The region in the first quadrant bounded by the 𝑦-axis and the curve 𝑥 = 2𝑦2 − 𝑦3 (graph please) is revolved about the 𝑥-axis. Find the volume?
x = y^2(2-y)
So the region in the 1st quadrant is a hump from (0,0) to (0,2)
To revolve that around the x-axis it is best to use shells of radius y, thickness dy and height x. So, the total volume is
∫[0,2] 2πy(2y^2-y^3) dy = 16π/5
To find the volume of the region in the first quadrant bounded by the 𝑦-axis and the curve 𝑥 = 2𝑦^2 − 𝑦^3 when revolved about the 𝑥-axis, we can use the method of cylindrical shells.
Cylindrical shells method uses infinitesimally thin cylindrical shells to approximate the volume. The volume of each shell can be calculated using the formula:
Volume of a shell = 2π(radius)(height)(thickness)
Let's break down the steps to find the volume using this method:
1. Determine the bounds of integration:
Since the region is bounded by the 𝑦-axis and the curve 𝑥 = 2𝑦^2 − 𝑦^3, we need to find the values of 𝑦 where the curve intersects the 𝑦-axis.
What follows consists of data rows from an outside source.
PR #579, opened 2017-06-01
Don't merge: I have a question

lowercase-donkey:
My recent work on salon was very confusing.  Unlike other files I have been working on, GitHub for windows always showed any change as "You deleted all the text, and replaced all the text."

I've also realized that if I move a *.tw file from one folder, commit, then move it back, and commit again, many of the line ends change (red ^M.)  Because I use windows, perhaps?

However, once this happens, I can edit the effected files and my changes show normally in Git for Windows.

This commit is what happens if you move "uncategorized" into a temp folder and then out again.  It touches MOST files in that folder, but not every file?  Help a guy out?  I'd like to be able to edit things like salon.tw and see my changes previewed locally (as happens with other files.)    I'm using notepad++ for edits, should I set eol to something other than windows?

With the exception of this anti-commit, salon edits looked like they should on the website too, so there is a split between Git for Windows and the web.


fcpmanon:
I think this is an unintended consequence of the new .gitattributes file I added in my last merge request.

The "you changed all lines" diffs you're seeing are usually caused by different line endings (Linux uses LF only, and this project stores the files online with LF only; Windows uses CR LF).  When you see ^M at the end of lines in the web-comparison, those are CRs.

Normally when you check out files, git takes care of converting the line endings from LF to CRLF for you, if it recognizes the files as text, but the .gitattributes file controls exceptions to that behavior.  I added "eol=crlf" to the .gitattributes file, which is causing git to always put CRs on the ends of the lines when you check out files, and I guess it is not converting them back to LF when checking in.

I'll open a pull request to correct the .gitattributes file.

Incidentally when you discover that a pull request had unintended consequences, it may be safest to just revert it (completely undo the changes) instead of trying to manually fix whatever went wrong.

PR #605, opened 2017-06-01
CRITICAL: completely remove CRLF end-of-line setting from gitattributes

fcpmanon:
Seems to be causing severe problems for other committers.


lowercase-donkey:
Thanks!

freecitiesdev:
Can't tell you how relieved I am that there's an identifiable fix for this. I was rather concerned last night.

PR #628, opened 2017-06-02
fix RA applying corrective glasses/contacts to blind slaves; add line break between neighbor development paragraphs in weekly report; fix events that have an "exit clause" (goto a different passage if conditions are not satisfied) but had code that still executed afterward; fix logic errors in reBusyMasterSuite event (anal virgins are now handled correctly); also fix typos in pBioreactorPerfected; also update name span in reBusyArcadeWorkaround after selection; also change reLegendary events to increment prestige by 1 (up to max of 3) instead of setting to 1, in case the slave selected for the event is already prestigious; also fix misplaced line break in reNickname when first action option is hidden; also simplify code in reStaffedMorning; add a "none" option for growth settings in RA rules

fcpmanon:


fcpmanon:
Where we end up after those last two commits is:  corrective glasses only for nearsighted slaves, never for blind slaves, but still decorative glasses for blind slaves if and only if "universal glasses" is chosen in the RA

freecitiesdev:
Great work.

Minor thing, but would you mind titling PRs like this something like "minor bugfixes" and then putting the full list in the description? Some Git interfaces don't handle 100+ word PR titles well.

PR #635, opened 2017-06-03
New Event: Play poker with the mercs

freecitiesbandit:
New event involving a poker night with the mercenaries. There's a few paths and uses the random feature so it doesn't always play out the same way.

### DIFF
--- a/src/uncategorized/PESS.tw
+++ b/src/uncategorized/PESS.tw
@@ -71,10 +71,6 @@
 
 <<switch $PESSevent>>
 
-<<case "bodyguard beatdown">>
-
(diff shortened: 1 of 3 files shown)


Boney-M:
Losing 1000 rep for not attending their poker night? That seems off, especially when the player could just hit 'continue' and not lose any.

freecitiesbandit:
The rep loss was unintentional, thanks for pointing that out.

IMO, the costs for a lot of the story events are a little too low. If I were to divide the costs in the event by ten, you only get 1000 for a 'big' payout and 100 for a 'safe' payout. At that low a reward, what would the point be? Could still use some tuning though. Maybe 2000-5000 for the big payout?

Boney-M:
5k for the buy-in and thus for the big payout would make it equivalent to the shotgun match, so that would fit well, especially since it's explicitly stated that it's the officers and not the rank-and-file you're playing with.

freecitiesbandit:
I concur and have edited the numbers to reflect that.

PR #636, opened 2017-06-03
Changed minimum rep to lose rep from not hosting parties to 1500

Boney-M:
It makes sense that nobody wants to go to a resented person's parties anyway, and it prevents players from getting stuck in a rep hole from being unable to host parties because they don't have enough rep to start hosting parties.


freecitiesdev:
Can you write a one sentence addition to the report that explains that this is happening?

Boney-M:
Done: #664

PR #640, opened 2017-06-03
Major shuffle: Sort slaveintro

lowercase-donkey:
Overall, I'm trying to make the long list easier to parse visually.

I've done this by breaking the options into two categories, focusing on modifying a slave and those focusing on interacting with a slave sexually. This way, even if some options disappear for a particular slave, a player still has a few other visual anchors to quickly find the option they want. (I myself tend to pick certain options consistently in a playthrough, depending on the character of the Master I've chosen. It's annoying to hunt through the list constantly to see where my favorite option is, particularly when the length of the list changes constantly.)

After that, I tried to sort lists from less to more severe, with very similar options moved to share a line.

I've also highlighted novel or rarely appearing "case" based options at the top of the list explicitly with an italic reference.


lowercase-donkey:
Assuming this isn't a bug, this seems to reveal to players that all purchased slaves are "migrants."  

If it's not a bug, I could conceal this by making the "migrant" entry more neutral.

lowercase-donkey:
Looks good to go, I assume the others fire in very rare cases.  It could be neat to have some more entries here for more of the re slaves someday, might have to work on that.

lowercase-donkey:
Ready for merge.

freecitiesdev:
I'm holding on to this until after the final 0.10.3 hotfix.

PR #822, opened 2017-07-10
Restructuring of belly description widget.

pregAnon:
It now focuses on the clothing rather than the size of the slave's belly, much like the other desciption widgets focus on the clthing first.  Makes it much easier to add new outfits, since all the descriptions for it are now in the same place.  Also will allow for text consolidation.  Lastly, cleaned up slightly off .weight checks.

Not an absolutely necessary merge, but makes it easier to work with I think.  The old set up was easier to work when initially coding it, but doesn't provide any benefit to, if not complicates, new clothing addition.

### DIFF
--- a/src/utility/descriptionWidgets.tw
+++ b/src/utility/descriptionWidgets.tw
@@ -6943,710 +6943,770 @@ $pronounCap has
 <<if $activeSlave.preg > 30>>
 	$pronounCap is enormously pregnant,
 	<<if $activeSlave.height >= 185>>
-	but $possessive tall frame bears $possessive massive, drum-taut belly well.
+		but $possessive tall frame bears $possessive massive, drum-taut belly well.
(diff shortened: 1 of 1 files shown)


freecitiesbandit:
Excellent idea and implementation. I've been looking into working new clothes into FC but the sheer volume of code changes required to implement one item has been putting me off.

pregAnon:
I'm pretty sure I'll need to rework walkPast's belly description as well.  I'll handle that when it gets in my way, shouldn't be too long.

lowercase-donkey:
Yeah, it's crazy how hard it is to add clothes.  And I wanted to add slots like gloves! This should help, thanks!

freecitiesdev:
Clothes and walkpast are some of the oldest surviving artifacts of FC 0.1. By which I mean to say, Godspeed.

PR #824, opened 2017-07-10
Major bodyMod changes to layout and code

lowercase-donkey:
Major work on bodyMod to condense the page and (I hope) make it easier to adjust values in code.

So far:
Tattoos
Piercings
Branding

Tattoo work is great if I say so myself, but piercing I have mixed feelings on.  It's very clumsy trying to make the descriptions into sentences when any part or all of them might be missing.

I made #825 as a version that has the new "choice" style of options, but mostly keeps the simple list of piercings.  (edit: it's quite out of date now)

Lastly, a hybrid approach could look quite good.  Simple piercings look the best compressed, but the long descriptions would work better spread out in a list.

PR #825, opened 2017-07-11
Compare version: "List" version of piercing descriptions

lowercase-donkey:
This is the old style list, but with "unpierced" stripped out.  It's not polished.

It won't really save space if she is pierced, but still saves quite a bit if she isn't.  

Don't merge this and #824 , please, just pick one.  Whichever is better.

Edit: #824 is now slightly ahead with bugfixes.


lowercase-donkey:
Notably improvements to corset would need to be ported over.  More a note for me, if anything.

PR #827, opened 2017-07-11
Re added Asian art .lipsTat

pregAnon:
There exists a discription for it, so it would be counterproductive to remove it.
Conversely, there is no .dickTat for "Asian art".


lowercase-donkey:
I dropped it in #818 per @freecitiesdev comment on #778.  I'm fine with reversing that commit as long as it's available in BodyMod too, which it now is.

You might want to hold off on this until after my bodyMod changes get reviewed, I changed, well, most of the page.

pregAnon:
Go for it.  Though I'd also say integrate this request into yours to prevent the inevitable conflict.  Should be simple enough, plus will give me less of a headache trying to place it afterwards.

PR #828, opened 2017-07-12
Re added Asian art .lipTat

pregAnon:
It has become abundantly clear that I have no idea how to resync my local version with github short of ripping out the offending file and replacing it.  It works though, even if it makes needless commits.

### DIFF
--- a/src/uncategorized/bodyModRulesAssistantSettings.tw
+++ b/src/uncategorized/bodyModRulesAssistantSettings.tw
@@ -1080,7 +1080,7 @@ __Rule $r tattoos__
 <</link>>
 |
 <<link "Asian art">>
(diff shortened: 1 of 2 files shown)


freecitiesdev:
Don't worry about it. As long as you're not submitting needless PRs, you're ahead of the curve.

Also, are you PregModder? If so, shoot me an email. I dropped you one a couple of weeks back and didn't get a reply.

pregAnon:
I act as a go-between of sorts.  So I'll pass along a "look at your e-mail for once" message.

freecitiesdev:
It's entirely possible he's not at home on purpose, in which case, fine. But do let him know I'd like to chat.

PR #833, opened 2017-07-12
Some small fixes for the new event

kopareigns:
Also, is it intended that there are no changes to the slave in the egyptian revivalist case? Currently it's the only case where the slave is entirely unchanged.


pregAnon:
Look at "broadening trainer" too.  "D cannibal" is nested in it and I don't see how that will even work.

freecitiesdev:
No, it isn't. I'll take a look.

PR #835, opened 2017-07-12
Create widgets for piercings and tattoos

lowercase-donkey:
All that space I saved...  

Oh well, this is better.  By moving all tattoos and piercings into widgets, the content can be viewed in contexts other than fleshy viewing.

The obvious place to apply this is bodyMod, which is now longer again, but we actually get accurate descriptions here.  I think it's good flavor.

Edit: also made widgets for nails and makeup while I was here.  It was supposed to be the same text in salon and longDescription, but it had started to diverge a bit.


src/uncategorized/bodyModification.tw
```diff
@@ -21,7 +21,8 @@ $activeSlave.tonguePiercing +
 $activeSlave.nipplesPiercing + 
 $activeSlave.areolaePiercing + 
 $activeSlave.corsetPiercing + 
-$activeSlave.navelPiercing + 
+$activeSlave.navelPiercing +
+$activeSlave.corsetPiercing +
```
racerand: CorsetPiercing seems to be counted twice

racerand:
In line 25 of bodymodification corsetPiercing seems to be counted twice

lowercase-donkey:
Thanks, I'm moving over to a new fork and made changes there.

freecitiesbandit:
I can't for the life of me figure out how to correctly implement new tattoos. I added new descriptions to descriptionwidgetstattoos and then added the ability to add them in bodymodification.tw, but when I try to apply them they just create tattoos with blank/empty descriptions. Is there somewhere else I need to be adding stuff?

PR #848, opened 2017-07-14
Persistent Summary

DrNoOne0:
A rework of how the game handles the individual slave summaries.  Instead of creating each slaves summary from scratch each time it is displayed this makes it use a stored string instead, generating a new string when needed.

Using a 190 dairy cow save for timing, the first dairy load averaged ~15% slower (16.5 -> 19.5), but subsequent loads were ~40% faster (15 -> 9).  More speed can probably be found by reducing dependence upon the Slave Summary passage.

Situations that makes the game decide it needs a new summary for a slave:
- Any newly created slave
- All slaves at the end of the week (during the Next Week passage, after events)
- A slave's inspection page (covers personally changing slave's rules, drugs, or applying surgery)
- Toy Box options (bottom of main page)
- Manually Re-applying Rules Assistant (from main page or RA options page)

While I have tested this, I haven't been able to try all summary combinations.  It should generate functionally identical summaries to the current system across all option settings and slave values.

### DIFF
--- a/src/gui/Encyclopedia/encyclopedia.tw
+++ b/src/gui/Encyclopedia/encyclopedia.tw
@@ -942,7 +942,7 @@ __I do not give credit without explicit permission to do so.__ If you have contr
 ''Rodziel'' contributed the cybernetics mod.
 ''prndev'' wrote the Free Range Dairy Assignment scene.
 ''freecitiesbandit'' wrote a number of random events.
-''DrNoOne'' wrote the bulk slave purchase code.
+''DrNoOne'' wrote the bulk slave purchase and persistent summary code.
 ''Mauve'' provided vector art for chastity belts and limp dicks.
 
 ''Many other anonymous contributors'' helped fix bugs via GitHub. They will be credited by name upon request.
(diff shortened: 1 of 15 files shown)


kopareigns:
Sounds pretty neat. Only thing I can see without spending hours digging through all the changes is that you don't have anything for the new tailed buttplugs.

pregAnon:
How will this work out for players that don't frequently enter and exit facility screens, etc?  Will they just see the 15% loss and no gain?

DrNoOne0:
@kopareigns Added the tailed buttplugs, thanks.  I also looked through the change history for slaveSummary.tw for any recent changes, before the buttplugs was surname, and I have that, so hopefully it is now good.

@pregAnon It is possible.  To get just the 15% loss you have to load the facility once and only once before the slaves need updating.  If you do anything that causes a reload of the page (like assigning a slave to the facility) you'll make the time back.

freecitiesdev:
After some thought, I'm merging this for now. I can't really come up with a reasonable way to play the game and have this be a noticeable loss, and there are a lot of ways to play that are going to see a huge gain.

My one major question is that this is speeding up the main menu, isn't it? There are a lot of operations that involve revisiting Main over and over, and as long as there's no RA changes, this is speeding that up, correct? I think it is but I don't have a 100 penthouse slave save handy to test it thoroughly.

DrNoOne0:
It should be speeding up any page that displays slave summaries, the main menu included.  If there are no slave summaries shown on a page, there should be neither a performance loss or performance gain.

PR #849, opened 2017-07-14
Headgirl reprioritization

kopareigns:
Motivated by @buttwhy and since I was kind of thinking of doing this too, this is a rework of the way the headgirl decides which slaves to train first. She will now make sure every slave is healthy before moving on to removing paraphilias, before moving on to fixing other flaws, before moving on to softening, etc. Assuming she's allowed to train those at least. I've tested a few combinations of trainings and it seems to work as intended.

Of note, I avoided using a bunch of
```
<<if $HGEnergy == 0>>
    <<break>>
<</if>>
```
statements by including an extra conditional inside the for loop statement. I'm not sure when else this would be useful, but I guess this is confirmation this technique works.

If preferred, these calculations could also be moved to the beginning of Penthouse Report or put behind a game setting.

### DIFF
--- a/src/uncategorized/fullReport.tw
+++ b/src/uncategorized/fullReport.tw
@@ -91,68 +91,12 @@
 	<br>
 <</if>>
 
-<<if ($HGEnergy > 0)>>
-<<if $slaves[$i].fuckdoll == 0>>
-<<if ($slaves[$i].fetish != "mindbroken")>>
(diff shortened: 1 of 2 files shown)


freecitiesdev:
This sounds like an improvement but I'll have to playtest it quite a bit. With the more robust dialog widgets, I've been wanting to let HGs tell you what they're doing in their own voices, and this would be a good opportunity for me to start working on that,

PR #851, opened 2017-07-15
Made compiler work while running as admin

IWantToBeAnonymous:
If you run as admin on the batch files, the working directory is set to C:/Windows/System32. The previous echo command would also include extra text.


lowercase-donkey:
Running as admin still doesn't work for me.  If you edit "dir" in after the cd, you can see it's still scanning system32.  I can give more info if needed, but it's puzzling.

PR #855, opened 2017-07-15
Cheatmode/debug update

kopareigns:
Updated RE recruit and RE FS acquisition to include functionality for cheatmode. Also changed the huge if/else statement to be a switch in RE recruit.

### DIFF
--- a/src/uncategorized/reFSAcquisition.tw
+++ b/src/uncategorized/reFSAcquisition.tw
@@ -1,12 +1,27 @@
 :: RE FS acquisition
 
+<<if Array.isArray($FSAcquisitionEvents)>>
+  <<if $cheatMode == 1>><<nobr>>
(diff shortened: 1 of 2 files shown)


lowercase-donkey:
Programming question, what's the advantage of switch over if/else?  I'd like to know when to use each.

kopareigns:
I'm far from an expert in programming, but the simple googling I did earlier seems to imply that switch can be faster if you have a significant number of possibilities, although this number probably depends on the language and implementation. In this case since we're not iterating, the difference is likely negligible.

However, the recommendation was to use switch/cases if you were in a scenario in which you definitely have certain cases. E.g. the possibilities for $recruit in this case. So using a switch seemed the proper programming etiquette in this file.

freecitiesdev:
My understanding is that the efficiency benefits kick in around 5-6 cases. There are lots of places in FC with more than that: looking at you, societies.

PR #856, opened 2017-07-15
Add links to rivals and relations, color them appropriately.

lowercase-donkey:
I hope it's ok to add this to the stylesheet, it's the only way I can get the color of the link to respect the color of the passage.

This will be useful elsewhere I'm sure, but it's also technically possible that someone else was assuming links would always be blue, and encased one in @@.  If that's the case, it's just a matter of correctly escaping the link itself from the palette choice.


freecitiesdev:
I'm merging this for now but it's liable to be revisited. I'd like to have an open discussion about link colors at some point. There are definite arguments to keep a single link color, and arguments for a more open system.

PR #858, opened 2017-07-16
More fixes

kopareigns:
A couple missing "set"s in the new summary update, walkpast no longer tries to mess with an undefined slave at the start, and a double counting I noticed in the cybernetics mod.


DrNoOne0:
I thought I had fixed those sets.  I guess not.  Thanks!

kopareigns:
Also removed some widget calls from the new wardrobe that depended on being in the slaveInteract passage.

Issue #59, opened 2023-11-08
fetch/verify: add in a description for each tool and flag in help output


ryanluu12345:
- Description: fetch is missing from the molt help output
- Repro Steps: run `molt` command with no other subcommands
- Expected Behavior: i’d see a line about fetch

PR #68, opened 2023-11-14
molt: made the command flags and descriptions consistent with other migrations tooling

ryanluu12345:
Made the command descriptions and flags have consistent formatting. Prioritizing full sentences and better clarity about what each flag does for both fetch and verify. Also made the help command and autocomplete hooks so that it has behavior we expect. Removed the autocomplete command because that is extraneous.

Resolves: #59
Release Note: None

### DIFF
--- a/cmd/fetch/fetch.go
+++ b/cmd/fetch/fetch.go
@@ -28,9 +28,9 @@ func Command() *cobra.Command {
 		cfg                     fetch.Config
 	)
 	cmd := &cobra.Command{
-		Use:  "fetch",
-		Long: `Fetches data from source to directly import into target.`,
-
+		Use:   "fetch",
+		Short: "Moves data from source to target.",
+		Long:  `Imports data from source directly into target tables.`,
 		RunE: func(cmd *cobra.Command, args []string) error {
 			ctx := context.Background()
 
@@ -108,103 +108,103 @@ func Command() *cobra.Command {
 		&directCRDBCopy,
 		"direct-copy",
 		false,
-		"whether to use direct copy mode",
+		"Enables direct copy mode, which copies data directly from source to target without using an intermediate store.",
 	)
 	cmd.PersistentFlags().BoolVar(
 		&cfg.Cleanup,
 		"cleanup",
 		false,
-		"whether any file resources created should be deleted",
+		"Whether any created resources should be deleted.",
 	)
 	cmd.PersistentFlags().BoolVar(
 		&cfg.Live,
 		"live",
 		false,
-		"whether the table must be queriable during load import",
+		"Whether the table must be queryable during load import.",
 	)
 	cmd.PersistentFlags().IntVar(
 		&cfg.FlushSize,
 		"flush-size",
 		0,
-		"if set, size (in bytes) before the data source is flushed",
+		"If set, size (in bytes) before the source data is flushed to intermediate files.",
 	)
 	cmd.PersistentFlags().IntVar(
 		&cfg.FlushRows,
 		"flush-rows",
 		0,
-		"if set, number of rows before the data source is flushed",
+		"If set, number of rows before the source data is flushed to intermediate files.",
 	)
 	cmd.PersistentFlags().IntVar(
 		&cfg.Concurrency,
 		"concurrency",
 		4,
-		"number of tables to move data with at a time",
+		"Number of tables to move at a time.",
 	)
 	cmd.PersistentFlags().StringVar(
 		&s3Bucket,
 		"s3-bucket",
 		"",
-		"s3 bucket",
+		"Name of the S3 bucket.",
 	)
 	cmd.PersistentFlags().StringVar(
 		&gcpBucket,
 		"gcp-bucket",
 		"",
-		"gcp bucket",
+		"Name of the GCP bucket.",
 	)
 	cmd.PersistentFlags().StringVar(
 		&bucketPath,
 		"bucket-path",
 		"",
-		"path within the bucket to write intermediate files (i.e. test-migrations/v1 with no ending slash)",
+		"Path within the bucket where intermediate files are written (e.g., bucket-name/folder-name).",
 	)
 	cmd.PersistentFlags().StringVar(
 		&localPath,
 		"local-path",
 		"",
-		"path to upload files to locally",
+		"Path to upload files to locally.",
 	)
 	cmd.PersistentFlags().StringVar(
 		&localPathListenAddr,
 		"local-path-listen-addr",
 		"",
-		"local address to listen to for traffic",
+		"Address of a local store server to listen to for traffic.",
 	)
 	cmd.PersistentFlags().StringVar(
 		&localPathCRDBAccessAddr,
 		"local-path-crdb-access-addr",
 		"",
-		"address CockroachDB can access to connect to the --local-path-listen-addr",
+		"Address of data that CockroachDB can access to import from a local store (defaults to local-path-listen-addr).",
 	)
 	cmd.PersistentFlags().BoolVar(
 		&cfg.Truncate,
 		"truncate",
 		false,
-		"whether to truncate the table being imported to",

To do this, we set 𝑥 equal to zero:
0 = 2𝑦^2 − 𝑦^3
Factoring out 𝑦^2, we get:
0 = 𝑦^2(2 − 𝑦)
So, 𝑦 = 0 or 𝑦 = 2. We will integrate from 𝑦 = 0 to 𝑦 = 2.
2. Set up the integral:
The volume of each cylindrical shell is given by:
dV = 2π(radius)(height)(thickness)
The radius of each shell is the distance from the 𝑦-axis to the curve at a particular 𝑦-value, which is simply 𝑥. So, the radius, 𝑟, is equal to 𝑦.
The height of each shell is the difference between the curve at 𝑦 and the 𝑦-axis. So, the height, ℎ, is equal to 𝑥 (which is 𝑥 = 2𝑦^2 − 𝑦^3).
The thickness of each shell is an infinitesimally small change in 𝑦, denoted as Δ𝑦. We will later take the limit as Δ𝑦 approaches zero to find the exact volume.
The integral to find the volume becomes:
V = ∫[0 to 2] 2π(𝑦)(2𝑦^2 − 𝑦^3) d𝑦
3. Evaluate the integral:
We can now evaluate the integral to find the volume. Simplify the integrand and integrate with respect to 𝑦:
V = ∫[0 to 2] 4π(𝑦^3 − 𝑦^4) d𝑦
Integrating term by term, the volume formula becomes:
V = 4π(𝑦^4/4 − 𝑦^5/5) from 0 to 2
Substituting the upper and lower limits of integration:
V = 4π((2^4/4 − 2^5/5) − (0^4/4 − 0^5/5))
V = 4π((16/4 − 32/5) − (0))
V = 4π(4 − 32/5)
V = 4π(20/5 − 32/5)
V = 4π(-12/5)
V = -48π/5
Hence, the volume of the region in the first quadrant bounded by the 𝑦-axis and the curve 𝑥 = 2𝑦^2 − 𝑦^3, when revolved about the 𝑥-axis, is -48π/5 (negative since it is below the 𝑥-axis).